Events of default in the Amended Credit Agreement include, among others,
(a) the failure to pay when due the obligations owing under the credit
facilities; (b) the failure to perform (and not timely remedy, if applicable)
certain covenants; (c) cross default and cross acceleration; (d) the occurrence
of bankruptcy or insolvency events; (e) certain judgments against the Company or
any of its subsidiaries; (f) the loss, revocation or suspension of, or any
material impairment in the ability to use of or more of, any of the Company's
material FCC licenses; (g) any representation or warranty made, or report,
certificate or financial statement delivered, to the lenders subsequently proven
to have been incorrect in any material respect; and (h) the occurrence of a
Change in Control (as defined in the Amended Credit Agreement). Upon the
occurrence of an event of default, the lenders may terminate the loan
commitments, accelerate all loans and exercise any of their rights under the
Amended Credit Agreement and the ancillary loan documents as a secured party.
A copy of the Amendment No. 3 to the Credit Agreement is attached hereto as
Exhibit 10.1 and is incorporated herein by reference.
The lenders consenting to the Amended Credit Agreement (the "Consenting
Lenders") also received warrants (the "Warrants"), exercisable within ten years,
to acquire an aggregate of
up to 1.25 million shares of the Company's Class A common stock. The Warrants
were issued in a private transaction exempt from the registration requirements
of the Securities Act of 1933 (the "Securities Act"), pursuant to Section 4(2)

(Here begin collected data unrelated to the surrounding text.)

PR #2335, opened 2019-11-15
Fix #2336: The Top Team leaderboard does not take into account of team member points

### LINKED ISSUE #2336: The Top Team leaderboard does not take into account of team member points
I contributed and earned some bonus, but the points did not reflect on the Top Team leaderboard.

can-007:
change the meaning of Top Teams: user clips + user votes + user bonus + team bonus;

**Explanation**:
Top Team return json like the following:
```
[
  {
    "position": 0, "id": 13, "name": "SAP",
    "w1_points": "100", "w1": "1",
    "w2_points": "100", "w2": "1",
    "w3_points": "100", "w3": "1",
    "nextRank": 2, "avatarClipUrl": null, "clientHash": "***", "you": false
  }
]
```
The json **meaning**:
- `w1`, `w2`, `w3` is the team rankings in the first, second, third week respectively.
    `w1_point`, `w2_point`, `w3_point `is the _team_points_ in the first, second, third week respectively.
- `w2 `take into account of the `w1_point` and `w2_point`.
    `w3 `take into account of the `w1_point`, `w2_point `and `w3_point`.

thereof, and have not been registered under the Securities Act or any state
securities laws. Therefore, the Warrants (and the common stock underlying the
Warrants) may not be offered or sold in the United States absent registration or
an applicable exemption from the registration requirements of the Securities Act
and any applicable state securities laws.
In connection with the issuance of the Warrants, on June 29, 2009, the
Company entered into a Warrant Agreement, with Lewis W. Dickey, Jr., our
Chairman, President and Chief Executive Officer, John W. Dickey, our Executive
Vice President and Co-Chief Operating Officer, Lewis W. Dickey, Sr., Michael W.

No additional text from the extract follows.